Why BMR is a useful piece of health data

Beyond increasing your knowledge (and appreciation!) of how your body works, knowing your BMR can help you reach your health and fitness goals. Here are some of the benefits of your BMR:

  • Understand caloric needs. Knowing your BMR can help you determine a nutrition plan and recognize your daily caloric needsCarmichael explains. “Many of us don’t really know how much food we need to eat to get through the day without crashing, but your BMR can serve as a reference,” she says. By knowing how many calories your body burns naturally, you can calculate how much you need to eat to gain (eat more calories than you burn), lose (eat fewer calories than you burn), or maintain weight (eat the same number of calories as you burn). .
  • Weight control. Whether you’re looking to lose or gain weight, understanding your BMR can help speed up the process by giving you the information you need to help. establish a diet that aligns with your goalsLombardi says. Once you know your BMR, which is how many calories your body burns for basic function, you can use it to base your calorie needs for the day. The higher your BMR, the more calories you can consume without gaining weight, he explains.
  • Monitoring of physical progress. If your BMR goes up, that usually means you’re gaining more muscle and getting stronger, says Lombardi. Since gaining muscle is the most effective way to change your BMR, strength training and tracking your BMR over time can be a great way to measure your progress and #gains.
  • Improved metabolism. A high BMR is often associated with a accelerated metabolism and higher muscle mass, while a low BMR can indicate a slower metabolism, lower muscle mass, and a higher percentage of body fat, says Carmichael. “A lot of people want to increase their metabolism, but you need to understand that in order to do so, you need to build more muscle and increase your BMR,” she says.

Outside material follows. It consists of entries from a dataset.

PR #276, opened 2020-06-17
Ensure chefs always clean up after themselves.

kollivier:
This ensures any and all tempfiles that get created will be deleted either by the end of the run, or if that failed for some reason, at the beginning of the next run.

### DIFF
--- a/ricecooker/chefs.py
+++ b/ricecooker/chefs.py
@@ -1,7 +1,10 @@
 import argparse
+import atexit
 import logging
 import os
+import shutil
 import sys
+import tempfile
 from datetime import datetime
 from importlib.machinery import SourceFileLoader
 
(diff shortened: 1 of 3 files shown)


ricecooker/chefs.py
```diff
@@ -31,6 +34,28 @@
...
+# from the old run are deleted so that they do not accumulate.
+delete_temp_dir()
+
+# If tempdir is set already, that means the user has explicitly chosen a location for temp storage
+if not tempfile.tempdir:
+    os.makedirs(chef_temp_dir)
+    config.LOGGER.info("Setting chef temp dir to {}".format(chef_temp_dir))
+    # Store all chef temp files in one dir to avoid issues with temp or even primary storage filling up
+    # because of failure by the chef to clean up temp files manually.
+    tempfile.tempdir = chef_temp_dir
```
ivanistheone, line 56: This seems to have the same effect as setting the ENV variable `TMPDIR` (all temp files are created as children of it).

ivanistheone:
Tested using the wikipedia example and works great!

Tempfiles created in `.ricecooker-temp/` during chef run:
Screen Shot 2020-06-17 at 7 48 35 PM

then the `.ricecooker-temp/` is cleaned up on exit:

Screen Shot 2020-06-17 at 7 49 04 PM

PR #277, opened 2020-07-03
Remove dead code around compatibility_mode and unused docopt tests

ivanistheone:
- The `SushiChef` class is now the only one you need (contain combined functionality that was previously split between `BaseChef` and `SushiChef`
 - Re-enabled tests around CLI args and options

### DIFF
--- a/ricecooker/chefs.py
+++ b/ricecooker/chefs.py
@@ -58,7 +58,7 @@ class SushiChef(object):
         else:
             add_parser_help = True
         parser = argparse.ArgumentParser(
-            description="Chef scripts upload content to the Kolibri Studio server.",
+            description="Chef script for uploading content to Kolibri Studio.",
             add_help=add_parser_help,
         )
         self.arg_parser = parser  # save as class attr. for subclasses to extend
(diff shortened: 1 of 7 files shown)


ivanistheone:
NOTE: must merge https://github.com/learningequality/ricecooker/pull/273 first, as this is a followup

ricecooker/chefs.py
```diff
@@ -33,36 +31,39 @@
...
+        subclasses = self.__class__.__mro__[:-2]     # all subclasses after this
+        if any(['__init__' in c.__dict__.keys() for c in subclasses]):
+            add_parser_help = False    # assume subclass' __init__ will add help
+        else:
+            add_parser_help = True
         parser = argparse.ArgumentParser(
-            description="Ricecooker puts your content in the conten server.",
-            add_help=(self.__class__ == BaseChef)  # only add help if not subclassed
+            description="Chef script for uploading content to Kolibri Studio.",
+            add_help=add_parser_help,
```
ivanistheone, line 62: In case anyone is wondering, using `add_help=False` is necessary in cases where a subclass implements its own custom arg parser. This feature is not used much by suchichef classes (I think only MIT blossoms chef and some of Alejando's chefs use it), but used by the  LineCook class (CSV parsing logic).

For passing custom keyword args to chefs, the approach used by @WenyuZhang1992 is much nicer (no need to overload `__init__`):
https://github.com/learningequality/sushi-chef-refugee-response-crisis-advice/blob/master/sushichef.py#L75-L102

PR #290, opened 2020-10-08
Save metadata to csv

richard-dinh:


ricecooker/classes/nodes.py
```diff
@@ -212,6 +216,46 @@ def get_json_tree(self):
...
+ 
+        if not is_channel:
+            # Build out tag string
+            current_level = self.title
+            # prevent list from being passed by reference. Create new instance of list
+            structure_list = list(topic_structure)
+            if len(structure_list) < 1:
+                structure_list = [current_level]
+            else:
+                structure_list.append(current_level)
```
kollivier, line 233: The `if len(structure_list) < 1:` case should no longer be needed, because we're no longer using a reference to a list as the default value for the arg.

ricecooker/commands.py
```diff
@@ -62,7 +66,12 @@ def uploadchannel(chef, command='uploadchannel', update=False, thumbnails=False,
 
     # Get domain to upload to
     config.init_file_mapping_store()
-
+    
+    # Path to chefdata
+    CSV_DIR = os.path.join(Path(__file__).parents[1], 'chefdata', 'data', 'content_metadata.csv')
```
kollivier, line 71: This is a full path to a file, not a directory, so we probably want to name this something other than `CSV_DIR`.

Also, `__file__` is the absolute path to `riececooker/commands.py`, not the root of the chef. This will try to save the file inside the Python module. You can use `os.getcwd()` to get the current directory, or even just leave it as a relative path, like you do in `save_metadata_file_as_csv`.

ricecooker/commands.py
```diff
@@ -89,6 +98,29 @@ def uploadchannel(chef, command='uploadchannel', update=False, thumbnails=False,
     if hasattr(chef, 'download_content'):
         chef.download_content()
 
+    # TODO load csv if exists
+    if os.path.exists(CSV_DIR):
```
kollivier, line 102: I'd suggest making a `load_metadata_file_from_csv` function as a corollary  to `save_metadata_file_to_csv` and putting it in the chef instead of having the code here.

ricecooker/chefs.py
```diff
@@ -281,10 +282,49 @@ def save_channel_tree_as_json(self, channel):
...
+            return
+            
+        is_channel = isinstance(contentNode, ChannelNode)
+
+        if not is_channel:
+            # Add modifications to contentNode
+            if contentNode.source_id in metadata_dict:
+                contentNode.node_modifications = metadata_dict[contentNode.source_id]
+            for child in contentNode.children:
+                self.save_modifications(child, metadata_dict, metadata_csv)
```
kollivier, line 323: This for loop runs in all cases, so I think you can move it outside of the if / else block and just always run it.

ricecooker/utils/youtube.py
```diff
@@ -47,7 +47,7 @@ def _get_youtube_info(self, use_proxy=True, use_cache=True, options=None):
         youtube_info = None
         # 1. Try to get from cache if allowed:
         if os.path.exists(self.cache_path) and use_cache:
-            LOGGER.info("==> [%s] Retrieving cached information...", self.__str__(), self.cachename)
+            # LOGGER.info("==> [%s] Retrieving cached information...", self.__str__(), self.cachename)
```
kollivier, line 50: Was this getting too noisy? If you switch to using `LOGGER.debug`, it should stop printing this by default.

ricecooker/chefs.py
```diff
@@ -281,10 +282,49 @@ def save_channel_tree_as_json(self, channel):
...
+        ]
+        metadata_csv.writerow(headers)
+
+        channel.save_channel_children_to_csv(metadata_csv)
+
 
     def save_chef_data(self):
         json.dump(self.CHEF_RUN_DATA, open(config.DATA_PATH, 'w'), indent=2)
 
+    def save_modifications(self, contentNode, metadata_dict = {},metadata_csv = None):
```
kollivier, line 311: Could we call this `apply_modifications` instead?

ricecooker/chefs.py
```diff
@@ -281,10 +282,49 @@ def save_channel_tree_as_json(self, channel):
...
 
+    def save_channel_metadata_as_csv(self, channel):
+        # create data folder in chefdata
+        # config.LOGGER.info('SAVE METADATA TO CSV')
+        DATA_DIR = os.path.join('chefdata', 'data')
+        if not os.path.isdir(DATA_DIR):
+            os.makedirs(DATA_DIR)
+        metadata_csv = csv.writer(open(os.path.join(DATA_DIR, 'content_metadata.csv'), 'w', newline=''))
+        headers = [
+            'Source_id',
```
kollivier, line 293: Can we call this "Source ID" to be consistent with the formatting of the other field names?

kollivier: Also, it may be a good idea to create constants for these in `ricecooker.config`, and use those constants here instead of that actual string. That way, if we want to change the strings, we won't have to search the code for the string.

ricecooker/classes/nodes.py
```diff
@@ -212,6 +216,46 @@ def get_json_tree(self):
...
+                tags_string,
+                self.node_modifications.get('New Tags') or '',         # New Tags
+                ''                                                     # Last Modified
+            ]
+            metadata_csv.writerow(record)
+            for child in self.children:
+                child.save_channel_children_to_csv(metadata_csv, structure_list)
+        else:
+            for child in self.children:
+                child.save_channel_children_to_csv(metadata_csv, topic_structure)
```
kollivier, line 256: Once we remove the need to have two list variables, this for loop can be moved out of the if / else and always run.

ricecooker/classes/nodes.py
richard-dinh: removed this

ricecooker/commands.py
richard-dinh: updated

ricecooker/commands.py
richard-dinh: made the function

ricecooker/utils/youtube.py
richard-dinh: will do. It was giving me a logging error every time I ran the test. I'll change it to debug

ricecooker/chefs.py
```diff
@@ -281,10 +283,57 @@ def save_channel_tree_as_json(self, channel):
         self.CHEF_RUN_DATA['tree_archives']['current'] = filename.replace(os.getcwd() + '/', '')
         self.save_chef_data()
 
+    def save_channel_metadata_as_csv(self, channel):
+        # create data folder in chefdata
+        # config.LOGGER.info('SAVE METADATA TO CSV')
+        DATA_DIR = os.path.join('chefdata', 'data')
+        if not os.path.isdir(DATA_DIR):
+            os.makedirs(DATA_DIR)
```
kollivier, line 291: Not a big issue, but Python 3's `makedirs` can be called with `exist_ok=True` now, so that you don't have to check if the dir exists first. `exist_ok` was added in Python 3.2, so it's safe for any of our Python 3 only code to use. (We don't support Python 3 below 3.4 at this point.)

ricecooker/chefs.py
kollivier: I'm still seeing this as `save_modifications` in the latest version.

ricecooker/chefs.py
```diff
@@ -281,10 +283,57 @@ def save_channel_tree_as_json(self, channel):
...
+        metadata_csv = csv.writer(open(os.path.join(DATA_DIR, 'content_metadata.csv'), 'w', newline='', encoding='utf-8'))
+        metadata_csv.writerow(config.CSV_HEADERS)
+
+        channel.save_channel_children_to_csv(metadata_csv)
+
+    def load_channel_metadata_from_csv(self, metadata_csv = None, metadata_dict = {}):
```
kollivier, line 297: `meatadata_dict = {}` will retain modifications between calls. You can use `dict()` instead, much like the `list()` fix. 

Also, are there cases where we want to pass these variables in to the function? If not, we can just make this function take zero args?

ricecooker/chefs.py
```diff
@@ -281,10 +283,57 @@ def save_channel_tree_as_json(self, channel):
...
+                    if line_new_title != '':
+                        metadata_dict[line_source_id]['New Title'] = line_new_title
+                    if line_new_description != '':
+                        metadata_dict[line_source_id]['New Description'] = line_new_description
+                    if line_new_tags != '':
+                        tags_arr = re.split(',| ,', line_new_tags)
+                        metadata_dict[line_source_id]['New Tags'] = tags_arr
+            return metadata_csv, metadata_dict
+        else:
+            return metadata_csv, metadata_dict
```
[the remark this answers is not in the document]
kollivier: Also, the last line of the `if` and `else` blocks are the same, meaning you can move that line outside of the `if` block entirely and have it always run.

ricecooker/classes/nodes.py
```diff
@@ -212,6 +216,50 @@ def get_json_tree(self):
...
+        is_channel = isinstance(self, ChannelNode)
+ 
+        if not is_channel:
+            # Build out tag string
+            current_level = self.title
+            # prevent list from being passed by reference. Create new instance of list
+            structure_list = list(topic_structure)
+            # if len(structure_list) < 1:
+            #     structure_list = [current_level]
+            # else:
```
kollivier, line 232: It's a good idea to just delete code instead of commenting it out once you know you won't need it. Otherwise, people reading the code may wonder if you intended to add it back later.

ricecooker/classes/nodes.py
```diff
@@ -212,6 +216,50 @@ def get_json_tree(self):
 
         return tree
 
+
+    def save_channel_children_to_csv(self, metadata_csv, topic_structure = list()):
```
kollivier, line 220: Now that the reference error is fixed, you can just rename `topic_structure` to `structure_list`, and remove all references to `topic_structure`.

ricecooker/classes/nodes.py
kollivier: I'm still seeing the for loop inside both the if and else blocks. The reason we want to avoid having code that does the same thing in each block is that any time we change one we must remember to also change the other.

ricecooker/chefs.py
kollivier: Also, this function doesn't appear to use `metadata_csv` at all, so we can remove it.

ricecooker/classes/nodes.py
richard-dinh: Sorry about that. Changed to only one for loop

ricecooker/chefs.py
richard-dinh: Got it. Updated to use exist_ok = True

ricecooker/chefs.py
richard-dinh: You are right. Function no longer takes any arguments

ricecooker/chefs.py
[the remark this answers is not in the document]
richard-dinh: Removed else statement and moved outside if clause

ricecooker/classes/nodes.py
richard-dinh: Sorry about that. Comment has been removed

ricecooker/classes/nodes.py
```diff
@@ -226,14 +226,10 @@ def save_channel_children_to_csv(self, metadata_csv, topic_structure = list()):
             # Build out tag string
             current_level = self.title
             # prevent list from being passed by reference. Create new instance of list
-            structure_list = list(topic_structure)
-            # if len(structure_list) < 1:
-            #     structure_list = [current_level]
-            # else:
+            structure_list = list(structure_list)
```
kollivier, line 229: This line can completely be removed.

ricecooker/chefs.py
kollivier: The above issues all still appear in the latest version of the code.

ricecooker/chefs.py
```diff
@@ -281,10 +283,55 @@ def save_channel_tree_as_json(self, channel):
...
+                if line_new_title != '' or line_new_description != '' or line_new_tags != '':
+                    metadata_dict[line_source_id] = {}
+                    if line_new_title != '':
+                        metadata_dict[line_source_id]['New Title'] = line_new_title
+                    if line_new_description != '':
+                        metadata_dict[line_source_id]['New Description'] = line_new_description
+                    if line_new_tags != '':
+                        tags_arr = re.split(',| ,', line_new_tags)
+                        metadata_dict[line_source_id]['New Tags'] = tags_arr
+        return metadata_csv, metadata_dict
```
kollivier, line 316: We are still returning `metadata_csv` from this function and passing it into other functions, even though those functions do not access or use it.

ricecooker/classes/nodes.py
richard-dinh: I tried printing the structure list out with this line removed and it was printing out incorrectly. Seems that it was still passing in by reference

Capture

ricecooker/chefs.py
richard-dinh: I am a little confused here. the `save_modifications` function does need `metadata_csv`. If no csv is passed in, then does not run but if there is a csv with any updated fields, then it does run.

ricecooker/classes/nodes.py
kollivier: Ah, thanks, so it looks like what I read about `list()` as a function arg creating a new list each time was false. So let's make sure that any list or dict objects passed in default to `None` and that we set it when it is `None` the top of the function, like so:

```
if structure_list is None:
    structure_list = []
```

ricecooker/chefs.py
kollivier: Yes, but what does it need the `metadata_csv` object for? It checks that it exists, but does nothing with it. If the `metadata_csv` file is `None`, then `metadata_dict` will also be `{}`, therefore the two checks are redundant, and you only need the `metadata_dict` check before trying to apply the modifications to the nodes.

richard-dinh: Thank you for the explanation, csv has been removed

ricecooker/classes/nodes.py
richard-dinh: updated list to be named as `branch_structure_list `for now as it is keeping track of the structure of each branch. Can name it to something different in the future

ricecooker/chefs.py
richard-dinh: Sorry about that. Changed function name to apply_modifications

kollivier (approved):
Thanks for all your hard work on this! LGTM! :)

    How to improve your BMR

    Take a look at the stats in the BMR equation above and you’ll get a rough idea of ​​how the BMR needle can move. Incorporate strength training into your workout and gaining muscle mass is the most effective way to change and increase your BMR, says Carmichael. “Muscle uses much more energy than fat while at rest, so at any given weight, the more muscle your body has, the higher your BMR.”

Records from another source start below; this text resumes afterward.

PR #21, opened 2016-06-12
Allow using internal interfaces (e.g. "Traversable") as parameter types

### LINKED ISSUE #20: The "\Go\ParserReflection\ReflectionParameter::getClass" fails when parameter has internal interface type
The `\Go\ParserReflection\ReflectionParameter::getClass` method works fine with user-defined and internal classes. It uses own `\Go\ParserReflection\ReflectionClass` class) instead of `\ReflectionClass` when method parameter type hint is an internal interface, like `Traversable`.

aik099:
Closes #20 

P.S.

### DIFF
--- a/src/ReflectionParameter.php
+++ b/src/ReflectionParameter.php
@@ -184,9 +184,9 @@ class ReflectionParameter extends BaseReflectionParameter
                 throw new ReflectionException("Can not resolve a class name for parameter");
             }
             $className   = $parameterType->toString();
-            $classExists = class_exists($className, false);
+            $classOrInterfaceExists = class_exists($className, false) || interface_exists($className, false);
 
-            return $classExists ? new \ReflectionClass($className) : new ReflectionClass($className);
+            return $classOrInterfaceExists ? new \ReflectionClass($className) : new ReflectionClass($className);
         }
 
         return null;
--- a/tests/Stub/FileWithParameters.php
+++ b/tests/Stub/FileWithParameters.php
@@ -20,7 +20,8 @@ function miscParameters(
     &$byReferenceParam,
     &$byReferenceNullable = __CLASS__,
     $constParam = TEST_PARAMETER,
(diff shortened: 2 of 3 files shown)


src/ReflectionParameter.php
```diff
@@ -184,7 +184,7 @@ public function getClass()
                 throw new ReflectionException("Can not resolve a class name for parameter");
             }
             $className   = $parameterType->toString();
-            $classExists = class_exists($className, false);
+            $classExists = class_exists($className, false) || interface_exists($className, false);
```
lisachenko: Parameter should be renamed to $classOrInterfaceExists here

aik099: Done.

lisachenko:
It would be nice to have a test for that case.
Here is a guide, how to do this:
1) Open `FileWithParameters` file and add into `miscParameters` function one more argument with typehint (better to the end of args):
```php
    \Traversable $traversable
```
2) Add a test for this into the `ReflectionParameterTest` into the `testGetClassMethod()` test case:
```php
        $traversableInterface = $parameters[12 /* \Traversable $traversable */]->getClass();
        $this->assertInstanceOf(\ReflectionClass::class, $traversableInterface);
        $this->assertSame(\Traversable::class, $traversableInterface->getName());
```

That's it, now you will have a test case for that

aik099:
Added tests and squashed.

tests/Stub/FileWithParameters.php
```diff
@@ -20,7 +20,8 @@ function miscParameters(
     &$byReferenceParam,
     &$byReferenceNullable = __CLASS__,
     $constParam = TEST_PARAMETER,
-    $constValueParam = __NAMESPACE__ // This line is long and should be truncated
+    $constValueParam = __NAMESPACE__, // This line is long and should be truncated
```
aik099: Not sure why CS reports an issue here.

lisachenko:
Thanks! Merged

PR #22, opened 2016-06-12
Limit number of cached files (with a setting)

### LINKED ISSUE #18: Helper methods for avoiding memory leaks
The "\Go\ParserReflection\ReflectionEngine::parseClass" method is caching each processed file in `\Go\ParserReflection\ReflectionEngine::$parsedFiles` property. This is correct behavior and allows to avoid high CPU load, when parsing code base, when parsing classes, that extend few common classes.

However this behavior also leads to memory leak, when parsing lots of unrelated classes, because each of classes is parsed only once and after being parsed is never reused.

Proposing to add following methods, that would allow user to manually remove cached parsed file:

```php
/**
 * Removes parsing result of a file
 *
 * @param string      $fileName Name of the file
 *
 * @return void
 * @throws \InvalidArgumentException When file isn't parsed.
 */
public static function unsetFile($fileName)
{
    if (!isset(self::$parsedFiles[$fileName])) {
        throw new \InvalidArgumentException('The "' . $fileName . '" isn\'t parsed.');
    }

    unset(self::$parsedFiles[$fileName]);
}
```

aik099:
I've decided to clear all parsed files, when limit is reached instead just removing last parsed file. This technique is looking more promising for cases, when you parse several large files upfront and can't lower memory usage, because they can't be removed later.

Closes #18

### DIFF
--- a/src/ReflectionEngine.php
+++ b/src/ReflectionEngine.php
@@ -37,6 +37,11 @@ class ReflectionEngine
     protected static $parsedFiles = array();
 
     /**
+     * @var null|integer
+     */
+    protected static $maximumCachedFiles;
+
+    /**
      * @var null|Parser
      */
     protected static $parser = null;
@@ -64,6 +69,18 @@ class ReflectionEngine
         $traverser->addVisitor(new NameResolver());
 
         self::$locator = $locator;
+    }
+
+    /**
+     * Limits number of files, that can be cached at any given moment
+     *
+     * @param integer $newLimit New limit
+     *
+     * @return void
+     */
+    public static function setMaximumCachedFiles($newLimit)
+    {
+        self::$maximumCachedFiles = $newLimit;
     }
 
     /**
@@ -186,6 +203,10 @@ class ReflectionEngine
     {
         if (isset(self::$parsedFiles[$fileName])) {
             return self::$parsedFiles[$fileName];
+        }
+
+        if (isset(self::$maximumCachedFiles) && (count(self::$parsedFiles) === self::$maximumCachedFiles)) {
+            array_shift(self::$parsedFiles);
         }
 
         if (!isset($fileContent)) {


aik099:
While trying how this approach works I've found that it's getting worse, when you're analyzing 100 classes that have same parent. When you set limit to 10 classes, then you have to parse that parent class 10 times (once per each 10 parsed classes).

Any ideas?

aik099:
I've tried 3 ways:

* clearing parsed files array
* removing 1st element (as you suggested)
* removing last element

No matter what I try it's pretty slow (I guess because what gets removed is needed again and again). When using manual unsetting the results are drastically better.

lisachenko:
I still think that my way with configurable number of items is still most suited for this needs.
Clearing all parsed files is not good, because there will be a lot of misses and engine will be doing extra parsing each time.
Removing last element is not good too, because it can be just added item or interface and chances that it will be used one more time is greater than for first (oldest one) element.

If you notice that performance is not good for you, then you should increase the number of elements to 100 or even 1000. Anyway, you can add more memory for PHP, more items in the cache, etc. No easy way to store all items directly in the cache for big project, we should process classes iteratively.

I'm going to accept a PR with logic of cleaning 1st element in the cache. All other ways can be worse and definitely can slow down the parsing process.

aik099:
> I'm going to accept a PR with logic of cleaning 1st element in the cache. All other ways can be worse and definitely can slow down the parsing process.

Will do. Maybe we can not just remove oldest cached element, but instead remove elements with less hits? Goal is to keep N parent classes/interfaces in cache, that everybody uses. This way one-time classes will be quickly removed.

> Also, please, could you make the API for setting this limit? (not with public static property)

What is API setting? There are no configuration examples currently or configuration at all. Do you mean `ReflectionEngine::init` method parameter?

lisachenko:
> What is API setting? There are no configuration examples currently or configuration at all. Do you mean ReflectionEngine::init method parameter?

I think it would be better to have a static setter, something like `setMaximumCachedFiles($newLimit)` for `ReflectionEngine` class

aik099:
> I think it would be better to have a static setter, something like setMaximumCachedFiles($newLimit) for ReflectionEngine class

Will do.

aik099:
Made requested changes.

aik099:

    Carmichael suggests incorporating strength training at least twice a week to build muscle and increase your BMR. But remember, consistency is key and change doesn’t happen overnight. “A lot of people are looking for quick fixes, but really, it’s about sustainability and sustainable habits.”

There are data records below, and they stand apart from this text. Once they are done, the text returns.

PR #24, opened 2016-06-12
Support "self" and "parent" as method parameter type hint

### LINKED ISSUE #23: Fatal error, when using "self" or "parent" as method parameter type hint
Not sure why, but PHP-Parser doesn't resolve `self` or `parent` to actual FQCN when used as class method parameter type hint. That results in exception with `Can not resolve a class name for parameter` message being thrown.

The `\Go\ParserReflection\ValueResolver\NodeExpressionResolver::fetchReflectionClass` should have taken care about that, but it didn't or it's not working for parameter type hints, but it's used only for resolving default value of parameter.

aik099:
Closes #23

P.S.

### DIFF
--- a/tests/Stub/FileWithParameters.php
+++ b/tests/Stub/FileWithParameters.php
@@ -30,3 +30,7 @@ class Foo {
     public function methodParam($firstParam, $optionalParam = null) {}
     public function methodParamConst($firstParam = self::CLASS_CONST, $another = __CLASS__, $ns = TEST_PARAMETER) {}
 }
+
+class SubFoo extends Foo {
+    public function anotherMethodParam(self $selfParam, parent $parentParam) {}
+}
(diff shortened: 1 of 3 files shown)


lisachenko:
Could you please, add a test? Example is described in previous PR.

aik099:
> Could you please, add a test? Example is described in previous PR.

Will do.

aik099:
Added tests and squashed.

tests/Stub/FileWithParameters.php
```diff
@@ -30,3 +30,7 @@ class Foo {
     public function methodParam($firstParam, $optionalParam = null) {}
     public function methodParamConst($firstParam = self::CLASS_CONST, $another = __CLASS__, $ns = TEST_PARAMETER) {}
 }
+
+class SubFoo extends Foo {
```
aik099: Not sure if this needs to be fixed, because these are just test fixtures.

tests/Stub/FileWithParameters.php
```diff
@@ -30,3 +30,7 @@ class Foo {
...
+    public function methodParam(self $selfParam, parent $parentParam) {}
```
aik099: Not sure if this needs to be fixed, because these are just test fixtures.

lisachenko:
Merged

    Changing your BMR can help boost your metabolism, lose weight, gain strength, or establish an optimal meal plan, but there’s no magic number. “Each individual has a different BMR and you can’t compare it to each other,” says Carmichael. What is considered “healthy” varies by person and their goals. the average BMR for women it’s around 1,400 kcal and around 1,700 kcal for men, she says.

    Bottom line: BMR is a personalized stat that can’t be compared to anyone else, but measuring yours and learning how your body works can help you reach your health and fitness goals.